Наконец, переоценка ценностей в том, что касается значения силовых факторов на международной арене, пожалуй, наиболее противоречивое (и потенциально опасное) следствие косовских событий. Правда, можно сказать, что тупик, в котором оказалась косовская операция НАТО, как раз и демонстрирует неадекватность военно-силовых решений. Но это можно говорить, адресуясь к Западу. А «для себя» делается иной вывод: сербов бомбят, потому что они слабы, да и с нами не считаются по той же самой причине. Ну а раз так, придется забыть о прекраснодушных разговорах на тему добра и справедливости в международных делах и сконцентрировать внимание на том, чтобы обеспечить себя адекватными военными возможностями.

В результате в России происходит довольно серьезный пересмотр политики в области военных приготовлений и доктринальных воззрений в этой области (о чем еще будет сказано ниже). Помимо этого, есть еще одна сторона дела: применение военной силы теперь выглядит оправданным. Если НАТО сочла возможным пойти по такому пути в Югославии, то и Россия не должна испытывать на этот предмет каких-либо сомнений применительно к эвентуальному возникновению ситуаций, где она сочтет затронутыми свои интересы. Впрочем, это относится не только к России. Здесь возникает длинная череда самых разнообразных проблем — от политики Китая в вопросе о Тайване до весьма вероятного всплеска интереса к оружию массового поражения, доступному «для бедных», — химическому или бактериологическому.

Стоит заметить в скобках, что побочным следствием такого развития событий может стать рост интереса к российскому оружию на мировых рынках. Правда, этот эффект может возникнуть лишь с некоторым временным лагом и к тому же оказаться смазанным под впечатлением от использования натовских высокоточных систем в войне против Югославии.

Но в целом большой вопрос, выиграет ли Россия от того, что какие-то сдерживающие инстинкты в отношении ставки на военную силу и ее использование могут атрофироваться. Именно в этом смысле косовский эпизод наиболее опасен; и российский интерес, возможно, как раз и состоит в том, чтобы не усу-

гублять эту сторону дела, а, напротив, попытаться ее минимизировать. Правда, сделать это можно только совместно с западными странами (что сейчас кажется довольно трудным).

ОСМЫСЛЕНИЕ российских интересов в связи с событиями вокруг Косово вписано в контекст развертывающейся в стране внутриполитической борьбы. Более того, эти события наложили на нее очень сильный отпечаток, что, по мнению некоторых российских аналитиков, вообще может изменить вектор внут-реннего развития страны.

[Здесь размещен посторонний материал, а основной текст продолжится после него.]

PR #975, opened 2024-01-17
Unblock waiting threads sooner

hshukla:
currently, during the shutdown, we always wait 60seconds before we unblock other waiting threads(zk callback thread or main threads) on coordinator object, this was being added as part of https://github.com/linkedin/brooklin/pull/964, our expectation was  the intrinsic CV will help us with notifying blocking threads sooner, but `notifyAll` was not mentioned at the right place, which was making other threads to be blocked on for 60 seconds always.

This PR uses explicit state variable for intrinsic CV, checks the new state variable `_handleEventCompleted` and wait only if false. From evenThread run method, we update the state variable and call notifyAll() outside the while loop; when shutdown is true. This will help blocking thread to unblock and have a chance to acquire the lock on the coordinator object and perform the clean shutdown.

### DIFF
--- a/datastream-server/src/main/java/com/linkedin/datastream/server/Coordinator.java
+++ b/datastream-server/src/main/java/com/linkedin/datastream/server/Coordinator.java
@@ -385,6 +385,10 @@ public class Coordinator implements ZkAdapter.ZkAdapterListener, MetricsAware {
       // explicitly via this CV.
       _log.info("Thread {} will wait for notification from the event thread for {} ms.",
           Thread.currentThread().getName(), duration.toMillis());
+      // The goal of this wait is to give eventThread a chance to acquire a lock on the coordinator object for the handleEvent
+      // ideally, we would use while loop here to avoid spurious signals, but in our case, we have a while loop
+      // which calls this method, so it is ok. Also, this if condition helps us to not continue go into wait mode,
+      // because it may cause shutdown to not run gracefully if the connecting deployment system has shorter timeouts
       if (!_handleEventCompleted) {
         this.wait(duration.toMillis());
       }
--- a/datastream-server/src/main/java/com/linkedin/datastream/server/Coordinator.java
+++ b/datastream-server/src/main/java/com/linkedin/datastream/server/Coordinator.java
@@ -221,6 +221,7 @@ public class Coordinator implements ZkAdapter.ZkAdapterListener, MetricsAware {
   private final Map<String, SerdeAdmin> _serdeAdmins = new HashMap<>();
   private final Map<String, Authorizer> _authorizers = new HashMap<>();
   private volatile boolean _shutdown = false;
+  private volatile boolean _notified = false;
 
   private CoordinatorEventProcessor _eventThread;
   private ScheduledExecutorService _scheduledExecutor;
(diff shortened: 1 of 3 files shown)


datastream-server/src/main/java/com/linkedin/datastream/server/Coordinator.java
```diff
@@ -377,12 +378,15 @@ private synchronized boolean waitForEventThreadToJoin() {
...
   private synchronized void waitForNotificationFromEventThread(Duration duration) {
     try {
-      // This intrinsic conditional variable helps to halt threads (zk callback threads, main server thread) before
+      // This intrinsic conditional variable(CV) helps to halt threads (zk callback threads, main server thread) before
       // attempting to acquire the Coordinator object. We never halt the event thread (coordinator thread)
       // explicitly via this CV.
       _log.info("Thread {} will wait for notification from the event thread for {} ms.",
           Thread.currentThread().getName(), duration.toMillis());
-      this.wait(duration.toMillis());
+      while (!_notified) {
```
hshukla, line 386: this is worry some if event thread does not get free for 60 mins, we will keep be waiting which will trigger timeout on the deployment framework.

datastream-server/src/main/java/com/linkedin/datastream/server/Coordinator.java
```diff
@@ -219,6 +219,7 @@ public class Coordinator implements ZkAdapter.ZkAdapterListener, MetricsAware {
   private final Map<String, SerdeAdmin> _serdeAdmins = new HashMap<>();
   private final Map<String, Authorizer> _authorizers = new HashMap<>();
   private volatile boolean _shutdown = false;
+  private volatile boolean _notified = false;
```
atoomula, line 222: Should we rename to coordinatorStopped or some such. Notified sounds too generic.

datastream-server/src/main/java/com/linkedin/datastream/server/Coordinator.java
atoomula: True but what alternate choice do we have ? Hopefully, this doesn’t happen often. Is the heaviest operation partition assignment ? If it is, then it should now take < 10 secs on an average ?

hshukla: in this case, I would just have one time wait, something like

if (!_notified) {
this.wait(duration.toMillis());
}

bcs, all we want is to let the evenThread enter into the handleEvent, we added all this logic for that purpose only, right?

atoomula: Are you suggest changing while to if condition ? While is there to handle other spurious signals and not via notify all

atoomula (dismissed):

atoomula (approved):
lgtm

atoomula (approved):

datastream-server/src/main/java/com/linkedin/datastream/server/Coordinator.java
```diff
@@ -219,6 +219,9 @@ public class Coordinator implements ZkAdapter.ZkAdapterListener, MetricsAware {
   private final Map<String, SerdeAdmin> _serdeAdmins = new HashMap<>();
   private final Map<String, Authorizer> _authorizers = new HashMap<>();
   private volatile boolean _shutdown = false;
+  // TODO we have _shutdown, eventThread and now _handleEventCompleted, for some distinct usage,
+  //  we should revisit and refactor to have less variation
+  private volatile boolean _handleEventCompleted = false;
```
shrinandthakkar, line 224: nit: instead of `_handleEventCompleted ` can we name this variable to something like, `_coordinatorEventThreadExiting` ?

shrinandthakkar (approved):

datastream-server/src/main/java/com/linkedin/datastream/server/Coordinator.java
hshukla: thought about this back and forth, ideally we just need to wait for the handleEvent to get the lock on the coordinator object, once we are out of it, zk expiry or main thread can get another chance to acquire lock. coordintorEventThread exists only after we get out of the run method, which may not be the case.

nothing will be exactly certain here, so tried to came up with the one which is more closer to the logic.

atoomula (approved):

shrinandthakkar (approved):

Косовские события создали ощутимые проблемы для «прозападных» сил, придерживающихся либеральной ориентации и стоящих на демократических позициях. Подавляющее большинство из них сочли необходимым осудить натовскую акцию. Тем не менее, совершенно очевидно, что их ждут серьезные затруднения с аргументацией как в пользу кооперативных взаимоотношений с Западом, так и в пользу воспроизведения в России существующих там социально- политических порядков.

По большому счету, эта часть российского политического спектра столкнулась с беспрецедентным кризисом идентичности. Многие полагают, что решение НАТО начать войну против Югославии привело к серьезной дискредитации представлений о западной демократии. В этом смысле ракетно-бомбовые удары оказались нанесенными не столько по сербам, сколько по неоперившейся российской демократии.

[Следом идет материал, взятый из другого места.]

PR #568, opened 2019-02-13
generic alerts for console

JohannesDoberer:


core/src/app/content/environments/environments-container/environments-container.component.ts
```diff
@@ -203,6 +204,25 @@ export class EnvironmentsContainerComponent implements OnInit, OnDestroy {
             limitExceededErrors.length > 0
           ) {
             this.setLimitExceededErrorsMessages(limitExceededErrors);
+            const linkdata = {
+              goToResourcesConfig: {
+                text: 'Resources Configuration',
+                url: `/home/namespaces/${env}/resources`
+              }
+            };
+            let errorText = `Error! The following resource quota limit has been exceeded by the given resource:<br><br>`;
```
dariadomagala: I'm not sure if double `<br>` tag is needed, one would be enough. This error is too big in my opinion.

lambda/src/app/lambdas/lambda-details/lambda-details.component.ts
```diff
@@ -280,7 +280,12 @@ export class LambdaDetailsComponent
     this.lambdaDetailsService
       .getResourceQuotaStatus(this.namespace, this.token)
       .subscribe(res => {
```
dariadomagala: If there is an error, the lambda is not created / updated, and the user doesn't get information why. I don't think we should let the user know about this error, but we should let him create the function anyway. So please move everything what is after a posmessage to `finally` handler.

rakesh-garimella:
The behavior not consistent. If I acknowledge the message by clicking `x`  and migrate to lambdas then I dont see this message any more(Looks like no graphql request is made). Also happens if I migrate to `api`, `resources` and `permissions` microfrontends.

JohannesDoberer:
> The behavior not consistent. If I acknowledge the message by clicking `x` and migrate to lambdas then I dont see this message any more(Looks like no graphql request is made). Also happens if I migrate to `api`, `resources` and `permissions` microfrontends.

I checked the behavior that you described and it is the same as it was before. We had the same behavior with 'old' alerts.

Для коммунистической и национал-патриотической оппозиции правящему режиму косовские события стали крайне удобным поводом, для того чтобы адресовать официальным властям упрек в крахе всей внешнеполитической стратегии, ориентирующейся на Запад. При этом происходят нагнетание страстей вокруг темы превращения России в «осажденную крепость» и все сопутствующие этому явления (ксенофобия, милитаризация мышления, призывы перейти к мобилизационной экономике и т.п.).

Для официальных властей важная внутриполитическая сторона косовской ситуации для России связана с возможностью сыграть конструктивную роль в урегулировании кризиса. Можно предположить, что, если эту возможность удастся использовать, рост международного престижа России будет способствовать укреплению авторитета президентской и правительственной власти внутри страны. Правда, есть и другая сторона дела: мощная критика в их адрес со стороны оппонентов за неадекватную поддержку Югославии (причем этот критический пафос только возрастет в случае неудачи российских усилий по урегулированию).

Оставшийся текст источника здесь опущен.